What is wrong with side-effects:

I want to be able to logically reason correctness of parts of my code.  This is close to impossible if my code has side-effects.  To be able to do formal reasoning I need my code to be predictable.  If c is a closure and x is its parameter, I would like to have this 'predictability' property:
    c(x) '==' c(x)
... basically if I call a function twice with the same arguments I expect the same result.

Example:  Consider this Groovy code:
    def i = 0
    Closure f = { x -> i++}
    assert f(1) == f(1) //FAILS

Things take a dramatic turn if I remove possibility of side-effects:  the above property has to be true.   Lack of side-effects makes programs behave in a very predictable way.  This is the key needed to do logical reasoning about source code correctness.

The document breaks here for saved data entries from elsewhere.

PR #8120, opened 2021-07-15
test(sessiond): Use shard class and write unit test

veshkemburu:
## Summary

Change Shard Structure to store IMSI information as well.
Initialize shard object in sessiond_main and pass it through local enforcer.
SessionState only really initialized in 2 places(so initialize shard id there and add). 

## Test Plan

Investigated where to place UEShard object, and how to assign UE Sessions the appropriate shard ID.
Using templates from test_session_store, wrote unit test that shards a large number of UEs and ensures that all sessions within a particular UE receive the same shard ID. 

## Additional Information

NOTE: Implementation does not contain state recovery(when pipelined resets), which will be added in a later PR


lte/gateway/c/session_manager/SessionStore.cpp
```diff
@@ -148,9 +150,16 @@ SessionMap SessionStore::read_sessions_for_deletion(const SessionRead& req) {
...
 bool SessionStore::create_sessions(
     const std::string& subscriber_id, SessionVector sessions) {
-  auto session_map           = SessionMap{};
+  auto session_map = SessionMap{};
+  int shard_id     = ue_shards_->add_ue();
+  for (size_t i = 0; i < sessions.size(); i++) {
+    sessions[i]->set_shard_id(shard_id);
+  }
+  MLOG(MINFO) << "UE with IMSI: " << subscriber_id
+              << " and shard_id: " << shard_id;
```
uri200: Note this breaks abstraction of Session Store. Session store should be dealing with storage of session, not defining fields. 

One place it could be added is on [update_tunnel_ids](http://github.com/magma/magma/blob/7441d3f1467d142e0f01f101c0e5c0a7a1228592/lte/gateway/c/session_manager/LocalEnforcer.cpp#L1023-L1023). That functions does many changes on sessions. 

This should be added before `handle_session_activate_rule_updates`, that is where the rules are sent to pipelined to be installed (and pipelined will need to know the shard id on activation)

veshkemburu: I'll be moving the shard object out of SessionStore and into LocalEnforcer. It makes sense to just stick the relevant operations in LocalEnforcer and avoid SessionStore entirely.

lte/gateway/c/session_manager/LocalEnforcer.cpp
```diff
@@ -72,6 +72,7 @@ LocalEnforcer::LocalEnforcer(
       spgw_client_(spgw_client),
       aaa_client_(aaa_client),
       session_store_(session_store),
+      shards_(std::make_shared<ShardTracker>()),
```
koolzz: Should we be initializing this in the sessiond_main and passing it?

How are we accessing this struct from the pollerthread class if its defined here

lte/gateway/c/session_manager/LocalEnforcer.cpp
```diff
@@ -1051,6 +1052,15 @@ bool LocalEnforcer::update_tunnel_ids(
     session->receive_monitor(monitor, nullptr);
   }
 
+  // iterate through sessions in session map and update shard ids
+  SessionMap::iterator iter;
+  for (iter = session_map.begin(); iter != session_map.end(); iter++) {
+    int shard_id = shards_->add_ue();
```
koolzz: This seems like it will just reassign every ue a new shard, but a UE should already have a shard associated with it. Can we reconstruct state here?

lte/gateway/c/session_manager/LocalEnforcer.cpp
veshkemburu: So sessiond_main does have a local enforcer object, and sessiond_main can access fields in there like the shards_ object if needed.

lte/gateway/c/session_manager/LocalEnforcer.cpp
veshkemburu: It'll assign every UE _session_ a new shard. The reason I do it here is because there is no object definition of a UE and I want to avoid giving each session it's own shard. It would be ideal for a UE to already have a shard associated with it, but I didn't see the place to make the addition(Oriol suggested the update_tunnel_ids function, which is why I've put it in here)

koolzz: Don't we save it in session state
marshaled["shard_id"]          = stored.shard_id;

koolzz: We need to recover what we previously assigned its a hard requirement, or pipelined state will get recked

veshkemburu: Yeah we do, but it's never assigned. Assignment happens when we add a UE. I thought if I assigned it there that it would add a "new UE" per session instead of per UE, which is why I didn't do marshaled["shard_id"] = add_ue();

uri200: This looks wrong. `session_map` contains all existing sessions in the system.  Why do we have to change shard id 

Plus if the idea is to maintain this in both sessiond and pipelined, that means that if we have 1000 sessions, we will have to update 1000 ues on sessiond and then send an update to pipelined with to inform of the new shard id. 

Update Tunnel applies to one single session (defined at `auto& session = **session_it;`). But this functions seems to iterate over the whole session map.

veshkemburu: You are right. The idea was to set shard id after session creation because of the issue of where to put the shard object and avoiding creating duplicate entries for multiple sessions in a single UE. I thought this would be a good place to set the shard id. I'm working on a new approach.

lte/gateway/c/session_manager/SessionStateEnforcer.cpp
```diff
@@ -96,6 +96,7 @@ bool SessionStateEnforcer::m5g_init_session_credit(
     const std::string& session_id, const SessionConfig& cfg) {
   /* creating SessionState object with state CREATING
    * This calls constructor and allocates memory*/
+  // TODO(veshkemburu): Figure out how to handle sharding(object)
   auto session_state =
       std::make_unique<SessionState>(imsi, session_id, cfg, *rule_store_);
```
koolzz, line 101: are you missing a 0 in the end there?

koolzz: (placeholder for 0 shard)

lte/gateway/c/session_manager/LocalEnforcer.cpp
veshkemburu: I'll be handling state recovery in a separate PR, but it should be easy to add in with this approach.

lte/gateway/c/session_manager/SessionStateEnforcer.cpp
veshkemburu: No need for a 0 here because I can just initialize shard id to be 0 within the class itself. It's a different constructor

lte/gateway/c/session_manager/ShardTracker.cpp
```diff
@@ -13,45 +13,58 @@
...
-  * representing a single UE at the new shard
-  */
-  if (ue_count_per_shard_.size() == 0) {
-    ue_count_per_shard_.push_back(1);
-    return 0;
+int ShardTracker::add_ue(std::string imsi) {
+  /**
+   * If there are no shards, add a single entry set
+   * to shards list containing the IMSI
+   * */
```
uri200: Comments should be used when the code is not clear enough. But in this case code is self explanatory

lte/gateway/c/session_manager/ShardTracker.cpp
```diff
@@ -13,45 +13,58 @@
...
+  if (shards_.empty()) {
+    std::set<std::string> new_shard = {imsi};
+    shards_.push_back(new_shard);
```
uri200: shouldn't this be part of the constructor?

uri200: I still don't understand well this object but looks like it may use singleton pattern
https://www.tutorialspoint.com/Explain-Cplusplus-Singleton-design-pattern
https://stackoverflow.com/questions/1008019/c-singleton-design-pattern

Is ShardTracker a set of buckets where to place IMSIS? Note a design document with pictures  would help a lot to visual

lte/gateway/c/session_manager/ShardTracker.cpp
```diff
@@ -13,45 +13,58 @@
...
-      ue_count_per_shard_[shard_id]++;
+
+  for (size_t shard_id = 0; shard_id < shards_.size(); shard_id++) {
+    /**
+     * If the UE is already in the shard, return the shard id. This check
+     * is meant to avoid multiple sessions for a UE being assigned duplicate
+     * entries.
+     * */
+    if (shards_[shard_id].find(imsi) != shards_[shard_id].end()) {
+      return shard_id;
```
uri200: Aren't we storing shard id on session_map. If the UE already exists on session_map, we can get the shard id from there

In case we do not store anymore. Does it means every time we have to add an shard we have to go through all the shards in the systen?

lte/gateway/c/session_manager/ShardTracker.cpp
```diff
@@ -13,45 +13,58 @@
...
+    }
+    /**
```
uri200: this is my main concern on this design: it looks like the whole objective of this feature is to do groups of 100. 

But the question I still have is, what will we do with those groups? Are they going to be polled in parallel? How are those parallel workers going to functio: does it uses multithread, multiprocess? Has there been any test done to see that parallel request to OVS do not clog ovs somewhere else?

What happen if you have 20 groups of 100? Will that mean you will poll one group each 10 seconds, which is equivalent to set polling every 200 seconds on current code as is?

uri200 (commented):
@pshelar  @koolzz  I **strongly** recommend to have a design stating things like
- What is the issue
- Where is the issue (is it in OVS, is it in pipelined): look for the functions that take longer on pipelined to understand where is this clogged.
- Find or build a test case were you can reproduce this issue easily and quantify it. This should be used to compare once this is completed)
- Purpose some solutions (multithread? multiprocessing?) and try to test them ONLY with pipelined (before polluting other systems)
- If you are using shariding, do think possible sharding algorithms that may work, try to visualize how will they work (with pictures on design doc) before starting to build a shard structure.

lte/gateway/c/session_manager/ShardTracker.cpp
veshkemburu: So the object is a vector of sets, where each set holds the IMSIs associated with the shard id. I can make a diagram for this. It's just that the design wound up changing here.

lte/gateway/c/session_manager/ShardTracker.cpp
koolzz: It's easier for ovs/ryu to handle a bunch of small requests for subset of UEs than serve 1 huge one. We're going to try processing them in parallel(20 groups of 100 won't mean that we wait for one group reply to send a request for another one, we'll just attach a callback for once we recieve the stats to process the updates on sessiond)

lte/gateway/c/session_manager/ShardTracker.cpp
veshkemburu: That's a good point I can simplify this by just accessing it directly. For the second question, the answer is yes. I mentioned in the PR description that I still need to implement state recovery, and to do that I'd need to go through all the shards.

lte/gateway/c/session_manager/ShardTracker.cpp
koolzz: > @pshelar @koolzz I **strongly** recommend to have a design stating things like
> 
> * What is the issue
> * Where is the issue (is it in OVS, is it in pipelined): look for the functions that take longer on pipelined to understand where is this clogged.
> * Find or build a test case were you can reproduce this issue easily and quantify it. This should be used to compare once this is completed)
> * Purpose some solutions (multithread? multiprocessing?) and try to test them ONLY with pipelined (before polluting other systems)
> * If you are using shariding, do think possible sharding algorithms that may work, try to visualize how will they work (with pictures on design doc) before starting to build a shard structure.

those are valid points, ty for review:
I think we're confusing a few things I'm working on a broader design doc I'll share shortly but I think as this is just the skeleton for the sessiond->pipelined pull model which as **we all agreed on multiple times** we should be fine merging this.

 - The issue is to scale up stats to support large number of UEs (returning all UEs * rules at once is becoming complicated)
 - Smart polling and moving to pull stats structure are 2 different efforts(even though connected smart polling is way more involved and design is not fully fleshed out yet). 
 - Sharding allows us to process stats for smaller groups of UEs, which is very convenient for datapath. 
 - We're not polluting sessiond, sessiond is the brains of the system, pipelined can't make any smart deicions because only sessiond know how much quota the UEs has. Down the line if we want to do any smart polling and group UEs with high traffic usage or break up GX/GY polling we need to do it from sessiond because we can't change the rules on pipelined side as they're installed by sessiond.

pshelar: right. the key point is 'scaling up'. Its not about the efficiency or bottleneck of existing stats reporting scheme. we can continue to improve it along with shard based stats reports.

lte/gateway/c/session_manager/ShardTracker.cpp
veshkemburu: I will also add a small diagram to the design doc to make this clear.

lte/gateway/c/session_manager/ShardTracker.cpp
veshkemburu: I ran into some errors that I could not figure out for some reason when trying to access the shard id directly. Since this approaches work and isn't too much more inefficient(O(number of shards), and we'll probably use very few shards(as discussed in our design doc), I am going to keep this check in for now, but it'll be addressed in a future PR(probably the state recovery PR).

lte/gateway/c/session_manager/sessiond_main.cpp
```diff
@@ -315,12 +315,14 @@ int main(int argc, char* argv[]) {
 
   // Some setup work for the SessionCredit class
   set_consts(config);
+  // initialize shard tracker object
```
koolzz: rm comment

lte/gateway/c/session_manager/ShardTracker.cpp
uri200: Have you guys tried to run parallel queries in pipelined to see what happens? Does it improve performance? Can you run 2 queries in parallel without performance impact, 20, 200?  What is the impact of a shard size of 100, what about 200 or 50? Answering those questions is basic to come up with a proper sharding

Why don't you start modifying pipelined to take parallel queries and do some ground testing to see if parallel queries are feasible?

koolzz: @veshkemburu will gather that on spirient. Although I'd prefer we land this PR to avoid the unnecessary confusion

lte/gateway/c/session_manager/LocalEnforcer.cpp
```diff
@@ -1014,9 +1015,11 @@ void LocalEnforcer::init_session(
     const std::string& session_id, const SessionConfig& cfg,
     const CreateSessionResponse& response) {
   const auto time_since_epoch = magma::get_time_in_sec_since_epoch();
-  auto session                = std::make_unique<SessionState>(
+  // avoid duplicate sessions having multiple shard entries
```
uri200: this comment here is out of context. Maybe you want to move it inside add_ue

The reader, if interested will see what happen when IMSI already exists

lte/gateway/c/session_manager/ShardTracker.cpp
uri200: @koolzz just curious: is pipelined code to run queries in parallel already landed?  I mean, do we have the capability to run simultaneous queries? Because that would help a lot

lte/gateway/c/session_manager/SessionState.h
```diff
@@ -267,6 +267,8 @@ class SessionState {
 
   std::string get_imsi() const { return config_.common_context.sid().id(); }
 
+  int get_shard_id() { return shard_id_; }
+
```
uri200, line 273: you will need to run sm_precommit on your vagrant VM for the format to be proper

lte/gateway/c/session_manager/test/SessionStateTester.h
```diff
@@ -37,7 +37,7 @@ class SessionStateTest : public ::testing::Test {
     rule_store    = std::make_shared<StaticRuleStore>();
     session_state = std::make_shared<SessionState>(
         IMSI1, SESSION_ID_1, cfg, *rule_store, tgpp_ctx, pdp_start_time,
-        CreateSessionResponse{});
+        CreateSessionResponse{}, 0);
```
uri200: why initialized to 0?  What is the point to initialize if we don't even have a value yet? You can just default it in the constructuor

lte/gateway/c/session_manager/SessionState.h
```diff
@@ -732,6 +734,7 @@ class SessionState {
  private:
   std::string imsi_;
   std::string session_id_;
+  int shard_id_;
```
uri200: when is this initialized with the actual value of the shard (not 0)

uri200:
please take a look at this implementation 

NOTE code it IS NOT proper and there are many things left to make it work. But it can be used as start point

https://github.com/magma/magma/pull/8236

lte/gateway/c/session_manager/ShardTracker.cpp
koolzz: yeah I've landed it, we're sending sending a ovs req for specific shard (whenever we get a grpc req from pipelined) and whenever we get the result back we reply)

uri200: What about duplicating the query you receive n times and run them in parallel to see the performance?

koolzz: no test results yet unfortunately, only been back for a few days 😛

lte/gateway/c/session_manager/LocalEnforcer.cpp
```diff
@@ -64,7 +64,7 @@ LocalEnforcer::LocalEnforcer(
     std::shared_ptr<aaa::AAAClient> aaa_client,
```
themarwhal, line 64: This is just my personal preference, but I think we should consolidate the object parameters. 
`std::shared_ptr<ShardTracker> shards` can go below `aaa_client`

lte/gateway/c/session_manager/ShardTracker.h
```diff
@@ -13,39 +13,37 @@
...
 /* Shards represent groups of UEs placed into buckets of
 a certain size, to make polling more manageable*/
 class ShardTracker {
-  ShardTracker();
-
+ public:
   /**
    * Add UE to shards based on availability
    * @return index(shard id) where UE was placed
-   * TODO(veshkemburu): Store IMSI as well for easier subscriber reallocation
```
themarwhal, line 27: Add documentation on what would happen if the UE already has a shardID. Does it return the existing shardID?

lte/gateway/c/session_manager/SessionState.cpp
```diff
@@ -192,7 +195,7 @@ SessionState::SessionState(
     const std::string& imsi, const std::string& session_id,
     const SessionConfig& cfg, StaticRuleStore& rule_store,
     const magma::lte::TgppContext& tgpp_context, uint64_t pdp_start_time,
-    const CreateSessionResponse& csr)
+    const CreateSessionResponse& csr, const int shard_id)
```
themarwhal: Please address all `build_session_manager` warnings here and everywhere else

lte/gateway/c/session_manager/SessionState.h
themarwhal: Should this be unsigned?

lte/gateway/c/session_manager/SessionStore.h
```diff
@@ -110,15 +110,15 @@ class SessionStore {
    * storage interface.
    * @param req
    * @return Last written values for requested sessions. Returns an empty vector
-   *         for subscribers that do not have active sessions.
```
themarwhal, line 113: 💯

lte/gateway/c/session_manager/ShardTracker.cpp
```diff
@@ -13,45 +13,53 @@
...
-  /*
-  * Iterate through all existing shards, if all are full
-  * create a new shard with quantity 1, otherwise increment
-  * the quantity of UEs in the latest shard
-  */
-  for (size_t shard_id = 0; shard_id < ue_count_per_shard_.size(); shard_id++) {
-    if (ue_count_per_shard_[shard_id] < max_shard_size_) {
-      ue_count_per_shard_[shard_id]++;
+  for (size_t shard_id = 0; shard_id < shards_.size(); shard_id++) {
+    /**
```
themarwhal: Did we decide on using `//` for multi line comments in the last PR? Or `/**`? (Just making sure, I can't remember which :) )

lte/gateway/c/session_manager/ShardTracker.cpp
```diff
@@ -13,45 +13,53 @@
...
 
-int ShardTracker::add_ue() {
-  /*
-  * If there are no shards, add an entry for the shard
-  * representing a single UE at the new shard
-  */
-  if (ue_count_per_shard_.size() == 0) {
-    ue_count_per_shard_.push_back(1);
-    return 0;
+int ShardTracker::add_ue(std::string imsi) {
```
themarwhal: Should sharID be unsigned?

themarwhal (changes requested):

lte/gateway/c/session_manager/ShardTracker.h
```diff
@@ -13,39 +13,37 @@
...
-   * (GH8167)
    */
-  int add_ue();
+  int add_ue(std::string imsi);
```
themarwhal: uint here for the return value?

Also, can this function ever fail to add a UE? if there is a case, would be good to document and update the return type.

lte/gateway/c/session_manager/ShardTracker.h
```diff
@@ -13,39 +13,37 @@
...
-  */
-  std::vector<uint16_t> ue_count_per_shard_;
   /*
-  * largest number of UEs that can fill a shard
-  */
+   * a vector of quantities, where the indices represent
+   * the shard id and the values are the UEs(IMSIs) assigned
+   * to that shard id
+   */
+  std::vector<std::set<std::string>> shards_;
```
themarwhal: imsis_per_shard_

lte/gateway/c/session_manager/test/SessionStateTester.h
themarwhal: ShardID allocation should happen outside of SessionState I think. For testing, let's use a non-0 value though.

lte/gateway/c/session_manager/test/test_local_enforcer.cpp
```diff
@@ -56,9 +56,10 @@ class LocalEnforcerTest : public ::testing::Test {
     aaa_client           = std::make_shared<MockAAAClient>();
     events_reporter      = std::make_shared<MockEventsReporter>();
     auto default_mconfig = get_default_mconfig();
+    auto shards          = std::make_shared<ShardTracker>();
```
themarwhal:
```suggestion
    auto shard_tracker        = std::make_shared<ShardTracker>();
```

lte/gateway/c/session_manager/LocalEnforcer.cpp
```diff
@@ -1014,9 +1015,11 @@ void LocalEnforcer::init_session(
     const std::string& session_id, const SessionConfig& cfg,
     const CreateSessionResponse& response) {
   const auto time_since_epoch = magma::get_time_in_sec_since_epoch();
-  auto session                = std::make_unique<SessionState>(
+  // avoid duplicate sessions having multiple shard entries
+  int shard_id = shards_->add_ue(imsi);
```
themarwhal: Could shard allocation ever fail?

lte/gateway/c/session_manager/SessionState.h
veshkemburu: I can make it unsigned, wasn't aware of the specifications for declaring variables, but from what I've seen it makes sense to make variables whose values are solely going to positive or zero unisgned.

lte/gateway/c/session_manager/LocalEnforcer.cpp
veshkemburu: I stuck the parameters in the end to make debugging easier especially when local enforcer objects are initialized in test files. This also makes sense though.

lte/gateway/c/session_manager/ShardTracker.cpp
veshkemburu: Changed to // comments for multilines(except for function docs).

lte/gateway/c/session_manager/test/SessionStateTester.h
veshkemburu: So the reason was we wanted to add the ue before intitializing the session. If you look at local_enforcer->init_session I add the UE then set the shard id for the session. I may change this approach a bit, based on the template Oriol provided.

lte/gateway/c/session_manager/SessionState.h
veshkemburu: It's initialized when calling init session in local enforcer. I pass the shard id in through there.

lte/gateway/c/session_manager/LocalEnforcer.cpp
```diff
@@ -1014,9 +1016,10 @@ void LocalEnforcer::init_session(
     const std::string& session_id, const SessionConfig& cfg,
     const CreateSessionResponse& response) {
   const auto time_since_epoch = magma::get_time_in_sec_since_epoch();
+  int shard_id                = shard_tracker_->add_ue(imsi);
```
themarwhal: shouldn't this be uint16_t?

lte/gateway/c/session_manager/ShardTracker.cpp
```diff
@@ -13,45 +13,47 @@
...
-  * create a new shard with quantity 1, otherwise increment
-  * the quantity of UEs in the latest shard
-  */
-  for (size_t shard_id = 0; shard_id < ue_count_per_shard_.size(); shard_id++) {
-    if (ue_count_per_shard_[shard_id] < max_shard_size_) {
-      ue_count_per_shard_[shard_id]++;
+  for (size_t shard_id = 0; shard_id < imsis_per_shard_.size(); shard_id++) {
+    // If the UE is already in the shard, return the shard id. This check
+    // is meant to avoid multiple sessions for a UE being assigned duplicate
+    // entries.
```
themarwhal, line 31: Assigning a reference to the set a variable might make this cleaner to read.
Something like
```c++
std::set<std::string>& imsis = imsis_per_shard_[shard_id];
```

lte/gateway/c/session_manager/ShardTracker.cpp
```diff
@@ -13,45 +13,47 @@
...
-  * If there are no shards, add an entry for the shard
-  * representing a single UE at the new shard
-  */
-  if (ue_count_per_shard_.size() == 0) {
-    ue_count_per_shard_.push_back(1);
-    return 0;
+uint16_t ShardTracker::add_ue(std::string imsi) {
+  if (imsis_per_shard_.empty()) {
+    std::set<std::string> new_shard = {imsi};
+    imsis_per_shard_.push_back(new_shard);
```
themarwhal:
```suggestion
    imsis_per_shard_.push_back({imsi});
```

lte/gateway/c/session_manager/ShardTracker.cpp
```diff
@@ -13,45 +13,47 @@
...
+      imsis_per_shard_[shard_id].insert(imsi);
       return shard_id;
     }
   }
-  ue_count_per_shard_.push_back(1);
-  return ue_count_per_shard_.size() - 1;
+  // If all shards are filled, add a new shard and insert the UE,
+  // return it's index
+  std::set<std::string> new_shard = {imsi};
+  imsis_per_shard_.push_back(new_shard);
```
themarwhal:
```suggestion
  imsis_per_shard_.push_back({imsi});
```

lte/gateway/c/session_manager/ShardTracker.cpp
```diff
@@ -13,45 +13,47 @@
...
 }
 
-bool ShardTracker::remove_ue(int shard_id) {
-  /*
-  * Since we only keep global state of all UEs, we just
-  * need to decrement the number of UEs at a particular id
-  * if there are no UEs at the shard, removal should fail
-  */
-  if (ue_count_per_shard_.empty()) {
+bool ShardTracker::remove_ue(std::string imsi, int shard_id) {
```
themarwhal: should be unsigned

lte/gateway/c/session_manager/ShardTracker.cpp
```diff
@@ -13,45 +13,47 @@
...
+  // Check if there are any shards, any UEs at a particular shard,
+  // and whether the UE is actually part of the shard, before removal
+  if (imsis_per_shard_.empty() || imsis_per_shard_[shard_id].empty() ||
```
themarwhal: Isn't the second clause covered in the third clause?

lte/gateway/c/session_manager/ShardTracker.h
```diff
@@ -13,39 +13,39 @@
...
-  int add_ue();
+  uint16_t add_ue(std::string imsi);
 
   /**
    * Remove UE from shard
    * @param shard_id location of UE to be removed
    * @return true for successful removal, false for failed removal
    */
-  bool remove_ue(int shard_id);
+  bool remove_ue(std::string imsi, int shard_id);
```
themarwhal: shard_id should be unsigned right?

lte/gateway/c/session_manager/test/test_local_enforcer.cpp
```diff
@@ -3561,6 +3561,53 @@ TEST_F(LocalEnforcerTest, test_receiving_stats_for_subset_of_rules) {
...
+    EXPECT_EQ(session_map[imsi_id].size(), session_count);
+    session_store->create_sessions(imsi_id, std::move(sessions));
+    sessions.clear();
+  }
+  // check shards for all 501 UEs to make share there are 6, all sessions should
+  // have the same shard id per IMSI
+  for (int i = 1; i <= 501; i++) {
+    // check the sessions to make sure they have the right shard id and all the
+    std::stringstream imsiStream;
+    imsiStream << "IMSI" << std::string(16 - std::to_string(i).length(), '0')
```
themarwhal: `imsiStream` -> `imsi_stream`, but neat! didn't know std::string could do that.

themarwhal (changes requested):
another round of reviews. added some new comments

lte/gateway/c/session_manager/ShardTracker.h
veshkemburu: Yep and both should be constant. Thanks for the catch.

lte/gateway/c/session_manager/LocalEnforcer.cpp
```diff
@@ -1014,9 +1016,10 @@ void LocalEnforcer::init_session(
     const std::string& session_id, const SessionConfig& cfg,
     const CreateSessionResponse& response) {
   const auto time_since_epoch = magma::get_time_in_sec_since_epoch();
+  unsigned shard_id           = shard_tracker_->add_ue(imsi);
```
uri200: I think the placement on the template of add_ue is fine (inside the update_tunnelId). Right before installing the flows. There is the very first time you need this information.


Plus if you put it before you will need to clear it from the shard_tracker in case of failure

lte/gateway/c/session_manager/LocalEnforcer.cpp
```diff
@@ -1014,9 +1016,10 @@ void LocalEnforcer::init_session(
...
   auto session                = std::make_unique<SessionState>(
       imsi, session_id, cfg, *rule_store_, response.tgpp_ctx(),
-      time_since_epoch, response);
+      time_since_epoch, response, shard_id);
```
uri200: lets use set/get instead of modifying the signature of the constructor.  

At this point the flows are not even installed. No need to trigger a procedure that may not be needed. Plus if we ever use rebalancing, we will be triggering a rebalance to early with a UE that does not have  any flows installed.

If you want you can initialize shard id to -1 in the constructor in case we ever need to know if it was already initialized

lte/gateway/c/session_manager/SessionState.cpp
```diff
@@ -133,6 +135,7 @@ SessionState::SessionState(
     const StoredSessionState& marshaled, StaticRuleStore& rule_store)
     : imsi_(marshaled.imsi),
       session_id_(marshaled.session_id),
+      shard_id_(marshaled.shard_id),
```
uri200, line 138: per the `-Wreorder` you may need to initialize this after other variables.
In this case i would set it to `-1`


https://stackoverflow.com/questions/1828037/whats-the-point-of-g-wreorder

lte/gateway/c/session_manager/SessionState.cpp
```diff
@@ -225,7 +229,8 @@ SessionState::SessionState(
       config_(cfg),
       current_version_(0),
       rtx_counter_(0),
-      static_rules_(rule_store) {}
+      static_rules_(rule_store),
+      shard_id_(0) {}
```
uri200: if 0 is a valid shard, i would not initialize it to that value.

It is better to have one single place were the values are set. Even if you are setting all the UEs to the same shard for now, do it at add_shard level

lte/gateway/c/session_manager/SessionState.h
```diff
@@ -267,6 +267,8 @@ class SessionState {
 
   std::string get_imsi() const { return config_.common_context.sid().id(); }
 
+  uint16_t get_shard_id() { return shard_id_; }
```
uri200: add set_shard_id as int  the template and use that function to modify the value, no constructors

The reason to use set is the same I mentioned beforeL: it is way better to have just one single entry point to see where the property is modified. Also if we ever do rebalancing we will need to use set_shard_id anyway

lte/gateway/c/session_manager/ShardTracker.cpp
```diff
@@ -13,45 +13,43 @@
...
 
-int ShardTracker::add_ue() {
-  /*
-  * If there are no shards, add an entry for the shard
-  * representing a single UE at the new shard
-  */
-  if (ue_count_per_shard_.size() == 0) {
-    ue_count_per_shard_.push_back(1);
-    return 0;
+uint16_t ShardTracker::add_ue(const std::string imsi) {
```
uri200, line 27: Sorry to say it again burt I don't like this design: now we have 2 places where to maintain imsis.

What we really need either now or when we do rebalance is to know what shard a UE is at and how many UEs are per shard. 

Per the design document we are not ready yet for rebalancing, so let's not do optimizations on something we don't even want to discuss.

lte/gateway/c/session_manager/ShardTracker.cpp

But we do need side-effects!  We need to write/read files, database records, sockets, etc.  If you think of predictability and logical reasoning as underlying goals for FP, the following are obvious conclusions:
  • Side-effects need to be somehow isolated/decoupled 
  • Side-effects need to be as explicit as possible (for example, in Haskell, compiler can distinguish between code that wants to mutate content of a file from code that wants to mutate content of a variable, both are isolated from each other).

What is wrong with OO:

Objects are meant to encapsulate both state and behavior.  This provides some level of control over state mutation but the mutating state ends up spread out all over the application. And there is typically a lot of it too. We cannot completely avoid side-effects but OO programming uses side-effects where they are not necessarily. Good example to think about is Java Beans architecture where each parameter is a state.

Objects are not a good match for formal reasoning for several reasons (one of them is the internal state) and are not very composable.
So what is the alternative that is composable and allows for formal reasoning?  The answer is: function, not the old C function, but the even older mathematical function.

FP language definition: 

I will use a very strict definition of FP.  I will call language functional if programming in it is done using functions and the language can guarantee no side-effects (at least on parts of the application code).

This definition makes FP language code behave like symbolic calculations in math.  If x=1 and y=2 then nobody expects x or y to change because I wrote equation f(x) = g(y).  Functions behave like mathematical functions - hence the term Functional Programming.  And math is ... yeah, the science in charge of logical correctness.

For FP language to be useful we need the ability to create side-effects.  I simply assume that the language has the ability to clearly isolate such code. Anything without side-effects will be called pure and anything with side-effects will be called impure, and I assume the language to have a way to force separation between pure code and impure code.  Ability to do logical reasoning will be limited in the impure part.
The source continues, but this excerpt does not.